■ **What is needed**
Please filter the entries for the word "general" and copy every line that has it.

■ **Entries supplied**

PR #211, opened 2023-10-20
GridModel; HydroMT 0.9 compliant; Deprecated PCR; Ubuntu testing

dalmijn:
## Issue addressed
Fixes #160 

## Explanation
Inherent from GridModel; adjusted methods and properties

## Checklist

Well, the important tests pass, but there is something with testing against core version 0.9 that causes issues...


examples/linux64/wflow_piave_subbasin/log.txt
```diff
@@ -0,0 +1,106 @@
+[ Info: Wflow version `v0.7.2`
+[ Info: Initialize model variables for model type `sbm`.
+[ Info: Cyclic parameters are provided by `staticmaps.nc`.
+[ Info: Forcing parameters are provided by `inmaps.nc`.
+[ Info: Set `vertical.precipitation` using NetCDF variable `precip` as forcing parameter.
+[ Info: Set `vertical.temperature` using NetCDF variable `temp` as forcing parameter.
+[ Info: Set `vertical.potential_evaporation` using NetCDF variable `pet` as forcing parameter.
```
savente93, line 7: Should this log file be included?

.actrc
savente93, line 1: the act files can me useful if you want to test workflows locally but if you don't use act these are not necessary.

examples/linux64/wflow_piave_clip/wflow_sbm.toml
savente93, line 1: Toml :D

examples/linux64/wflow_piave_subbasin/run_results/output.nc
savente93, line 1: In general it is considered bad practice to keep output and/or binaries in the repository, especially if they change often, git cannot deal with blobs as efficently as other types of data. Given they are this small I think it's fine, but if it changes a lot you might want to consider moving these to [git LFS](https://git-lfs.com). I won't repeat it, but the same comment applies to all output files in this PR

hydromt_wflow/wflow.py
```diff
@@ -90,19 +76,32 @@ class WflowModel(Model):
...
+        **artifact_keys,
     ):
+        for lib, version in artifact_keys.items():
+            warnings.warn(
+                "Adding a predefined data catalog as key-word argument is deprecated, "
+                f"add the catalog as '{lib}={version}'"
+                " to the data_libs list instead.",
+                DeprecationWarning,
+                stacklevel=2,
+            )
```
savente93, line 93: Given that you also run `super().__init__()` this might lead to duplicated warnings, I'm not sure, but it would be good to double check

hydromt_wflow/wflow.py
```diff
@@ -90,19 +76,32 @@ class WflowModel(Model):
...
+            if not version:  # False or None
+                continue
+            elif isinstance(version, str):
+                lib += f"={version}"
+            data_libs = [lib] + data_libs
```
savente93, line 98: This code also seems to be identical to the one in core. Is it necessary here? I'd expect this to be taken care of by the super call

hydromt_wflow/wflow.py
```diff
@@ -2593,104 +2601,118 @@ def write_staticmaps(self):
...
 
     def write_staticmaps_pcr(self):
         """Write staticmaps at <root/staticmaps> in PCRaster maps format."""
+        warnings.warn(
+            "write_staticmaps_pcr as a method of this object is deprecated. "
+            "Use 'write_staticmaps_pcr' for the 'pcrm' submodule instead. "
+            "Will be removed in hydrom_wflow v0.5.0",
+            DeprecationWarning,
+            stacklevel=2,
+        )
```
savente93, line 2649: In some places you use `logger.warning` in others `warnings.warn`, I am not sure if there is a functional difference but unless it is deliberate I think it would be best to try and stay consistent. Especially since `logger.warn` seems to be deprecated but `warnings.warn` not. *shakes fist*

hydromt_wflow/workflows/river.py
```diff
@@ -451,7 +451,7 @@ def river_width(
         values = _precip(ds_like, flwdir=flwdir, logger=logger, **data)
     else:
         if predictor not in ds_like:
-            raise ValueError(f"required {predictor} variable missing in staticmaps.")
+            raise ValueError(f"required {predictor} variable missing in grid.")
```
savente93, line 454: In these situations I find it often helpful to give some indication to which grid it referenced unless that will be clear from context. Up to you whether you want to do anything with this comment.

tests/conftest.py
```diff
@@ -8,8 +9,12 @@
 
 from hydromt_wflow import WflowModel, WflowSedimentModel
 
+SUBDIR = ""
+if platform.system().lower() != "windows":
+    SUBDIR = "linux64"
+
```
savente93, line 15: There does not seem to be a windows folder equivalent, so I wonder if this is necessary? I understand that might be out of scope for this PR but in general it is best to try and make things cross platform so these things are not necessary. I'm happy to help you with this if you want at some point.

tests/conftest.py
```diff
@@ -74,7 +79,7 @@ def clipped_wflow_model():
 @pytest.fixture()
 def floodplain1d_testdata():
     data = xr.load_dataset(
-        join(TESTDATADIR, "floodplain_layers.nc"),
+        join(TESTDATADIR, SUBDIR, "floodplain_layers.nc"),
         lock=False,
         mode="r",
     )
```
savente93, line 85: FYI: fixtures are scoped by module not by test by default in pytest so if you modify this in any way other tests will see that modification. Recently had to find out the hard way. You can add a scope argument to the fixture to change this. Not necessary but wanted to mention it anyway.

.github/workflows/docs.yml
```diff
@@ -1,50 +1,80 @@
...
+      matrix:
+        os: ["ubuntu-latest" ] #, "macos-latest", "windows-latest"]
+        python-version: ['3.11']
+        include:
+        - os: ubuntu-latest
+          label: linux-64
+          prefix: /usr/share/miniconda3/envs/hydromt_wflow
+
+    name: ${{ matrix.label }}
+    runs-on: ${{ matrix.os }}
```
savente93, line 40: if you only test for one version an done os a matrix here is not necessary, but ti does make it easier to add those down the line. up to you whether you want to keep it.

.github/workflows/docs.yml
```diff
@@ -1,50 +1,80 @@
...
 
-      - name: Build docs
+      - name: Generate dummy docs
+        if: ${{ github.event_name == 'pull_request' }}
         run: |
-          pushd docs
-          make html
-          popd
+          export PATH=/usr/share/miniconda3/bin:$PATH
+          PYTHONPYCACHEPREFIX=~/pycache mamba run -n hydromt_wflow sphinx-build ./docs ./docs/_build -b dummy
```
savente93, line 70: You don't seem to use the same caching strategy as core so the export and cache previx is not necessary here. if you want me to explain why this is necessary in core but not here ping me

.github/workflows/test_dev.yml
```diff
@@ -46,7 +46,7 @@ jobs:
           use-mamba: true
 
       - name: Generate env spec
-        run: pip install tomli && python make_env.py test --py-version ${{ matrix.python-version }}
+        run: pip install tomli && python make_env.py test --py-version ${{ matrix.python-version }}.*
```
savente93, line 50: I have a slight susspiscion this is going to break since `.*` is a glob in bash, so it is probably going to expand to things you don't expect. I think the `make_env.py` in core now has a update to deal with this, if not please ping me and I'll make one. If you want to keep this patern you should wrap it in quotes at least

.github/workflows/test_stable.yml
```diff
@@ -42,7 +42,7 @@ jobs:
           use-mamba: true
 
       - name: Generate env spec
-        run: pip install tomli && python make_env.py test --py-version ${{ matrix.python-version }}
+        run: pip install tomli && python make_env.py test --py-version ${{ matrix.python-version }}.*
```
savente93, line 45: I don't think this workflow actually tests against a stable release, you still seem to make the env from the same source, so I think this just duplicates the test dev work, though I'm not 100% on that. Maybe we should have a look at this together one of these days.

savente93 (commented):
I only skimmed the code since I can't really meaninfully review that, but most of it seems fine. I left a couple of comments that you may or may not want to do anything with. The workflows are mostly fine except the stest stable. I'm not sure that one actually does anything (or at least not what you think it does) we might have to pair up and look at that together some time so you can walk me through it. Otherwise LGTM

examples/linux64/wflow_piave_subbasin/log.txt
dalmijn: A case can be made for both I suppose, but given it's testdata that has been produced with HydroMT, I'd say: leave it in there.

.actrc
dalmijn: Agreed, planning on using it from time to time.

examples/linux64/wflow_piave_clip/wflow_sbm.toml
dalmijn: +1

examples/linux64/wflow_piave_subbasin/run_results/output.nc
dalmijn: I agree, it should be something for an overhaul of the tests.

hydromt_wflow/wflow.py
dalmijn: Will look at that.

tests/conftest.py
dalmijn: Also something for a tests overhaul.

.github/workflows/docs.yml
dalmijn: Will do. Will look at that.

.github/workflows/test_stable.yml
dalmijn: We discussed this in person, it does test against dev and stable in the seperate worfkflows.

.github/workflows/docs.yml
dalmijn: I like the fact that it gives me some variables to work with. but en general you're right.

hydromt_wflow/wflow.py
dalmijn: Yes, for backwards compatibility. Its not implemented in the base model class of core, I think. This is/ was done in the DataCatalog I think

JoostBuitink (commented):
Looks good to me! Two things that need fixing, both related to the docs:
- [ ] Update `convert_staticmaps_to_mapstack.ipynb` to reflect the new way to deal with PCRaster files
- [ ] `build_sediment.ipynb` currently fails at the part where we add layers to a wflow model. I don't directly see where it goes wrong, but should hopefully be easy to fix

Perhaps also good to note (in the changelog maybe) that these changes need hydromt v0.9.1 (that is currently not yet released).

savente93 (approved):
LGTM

...

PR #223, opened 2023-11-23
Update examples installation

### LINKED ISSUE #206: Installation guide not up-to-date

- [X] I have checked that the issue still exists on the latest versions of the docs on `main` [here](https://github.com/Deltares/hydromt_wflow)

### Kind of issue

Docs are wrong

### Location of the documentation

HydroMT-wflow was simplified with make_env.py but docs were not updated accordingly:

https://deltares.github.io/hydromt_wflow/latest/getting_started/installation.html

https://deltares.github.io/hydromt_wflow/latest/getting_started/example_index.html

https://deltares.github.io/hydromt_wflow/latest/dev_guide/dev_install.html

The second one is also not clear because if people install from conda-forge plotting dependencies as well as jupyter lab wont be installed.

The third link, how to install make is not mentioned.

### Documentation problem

■ **Answer**
savente93, line 1: In general it is considered bad practice to keep output and/or binaries in the repository, especially if they change often, git cannot deal with blobs as efficently as other types of data. Given they are this small I think it's fine, but if it changes a lot you might want to consider moving these to [git LFS](https://git-lfs.com). I won't repeat it, but the same comment applies to all output files in this PR
savente93, line 15: There does not seem to be a windows folder equivalent, so I wonder if this is necessary? I understand that might be out of scope for this PR but in general it is best to try and make things cross platform so these things are not necessary. I'm happy to help you with this if you want at some point.
dalmijn: I like the fact that it gives me some variables to work with. but en general you're right.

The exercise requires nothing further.